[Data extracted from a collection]
PR #291, opened 2024-01-11
react1-week1/komal

komalranjan9:


my-app/src/App.js
```diff
@@ -0,0 +1,42 @@
+
+import './App.css';
+
+const DateFormatter = ({ date }) => {
+  const formattedDate = new Date(date).toDateString();
+  return <span>{formattedDate}</span>;
+};
+
+const ToDoItem = ({description, deadline}) => {
```
BJORN-VINTHER, line 9: Wow buddy, we haven't even learned to use Props Destructuring yet. Nice one! ⭐

my-app/src/App.js
```diff
@@ -0,0 +1,42 @@
+
+import './App.css';
+
+const DateFormatter = ({ date }) => {
+  const formattedDate = new Date(date).toDateString();
+  return <span>{formattedDate}</span>;
+};
```
BJORN-VINTHER, line 7: Nice approach of formatting the days consistently. In the real world any dates will most likely be stored as `Date` rather than as a `string` in your array. There are many different ways to write down a date. I.e. `Wednesday Aug 22nd` `2023-08-22`, or `22/08/2023`. This can make it hard to handle in the code, thus we prefer to store it as a Date and use a function like yours to format it consistently in the UI. 

You can define it in the `todoItems` like a Date so you don't have to parse it from a string:
``` js
const todoItems = [
    {description: 'Get out of bed', deadline: new Date(2017, 9, 13) },
    {description: 'Brush teeth', deadline: new Date(2017, 9, 14) },
    {description: 'Eat breakfast', deadline: new Date(2017, 9, 15) },
  ];
```

BJORN-VINTHER (commented):
Very nice solution Komal. You are already ahead of our class. Great job! 🥇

_WHAT NEEDS TO BE DONE_: Go line by line through the data, copying each one that contains the word "description".

_SOLUTION BELOW_:
+const ToDoItem = ({description, deadline}) => {
    {description: 'Get out of bed', deadline: new Date(2017, 9, 13) },
    {description: 'Brush teeth', deadline: new Date(2017, 9, 14) },
    {description: 'Eat breakfast', deadline: new Date(2017, 9, 15) },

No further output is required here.